Running the scatter (relevant code here) returns the ValueError: RGBA sequence should have length 3 or 4; although this is apparently directly caused by the ValueError: 'c' argument has 470000 elements, which is inconsistent with 'x' and 'y' with size 2500.
if __name__ == "__main__":
print("Run Y = tsne.tsne(X, no_dims, perplexity) to perform t-SNE on your dataset.")
print("Running example on ECG samples...")
X = np.loadtxt("ecg_test_tsne_randomremoved_tagremoved.txt")
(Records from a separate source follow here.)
PR #2365, opened 2024-03-16
Fixed typo in 0314-async-stream.md

malhal:
Fixed the typo and added note about a side effect

### DIFF
--- a/proposals/0314-async-stream.md
+++ b/proposals/0314-async-stream.md
@@ -114,8 +114,8 @@ extension QuakeMonitor {
       monitor.quakeHandler { quake in
         continuation.yield(quake)
       }
-      monitor.onTermination = { _ in 
-        monitor.stopMonitoring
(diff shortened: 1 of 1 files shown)


proposals/0314-async-stream.md
```diff
@@ -114,8 +114,8 @@ extension QuakeMonitor {
       monitor.quakeHandler { quake in
         continuation.yield(quake)
       }
-      monitor.onTermination = { _ in 
-        monitor.stopMonitoring
+      continuation.onTermination = { _ in 
+        monitor.stopMonitoring // also retains the monitor, preventing deinit
```
rjmccall, line 118: This comment doesn't seem like something that needs to be in a proposal; it's not explaining anything important to readers.
```suggestion
        monitor.stopMonitoring()
```

I assume we do need to call `stopMonitoring`, though.

PR #2366, opened 2024-03-17
Normalize markdown in SE-0119 to improve dashboard metadata extraction

dempseyatgithub:
Remove unnecessary HTML tags in SE-0119 that interfere with dashboard metadata extraction.

There is no change to content or appearance of paragraphs. Code voice in one paragraph now appears correctly as was seemingly intended.


rjmccall:
Thanks!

labels = np.loadtxt("ecg_test_tsne_randomremoved_tagremoved.txt")
Y = tsne(X, 2, 50, 20.0)
pylab.scatter(Y[:, 0], Y[:, 1], 20, labels)
pylab.show()
Here, the txt file is the one that contains all the data. The complete code is verbatim van der Maaten's Python implementation, available here if necessary.
In addition, it states that both the mapping and RGBA conversion failed (pretty severe failure), and one may appreciate verbose feedback.
I'm very confused at this state since even after reading the solutions for other occurrences of this ValueError (as detailed on Stack Overflow), I am a bit clueless about how to format "labels" so that the dimensions of c might match x and y.
CodePudding user response:
The 4th parameter to pyplot.scatter
is a color or set of colors, not a label. scatter
has no parameter for labels. I'd just remove the 4th parameter altogether.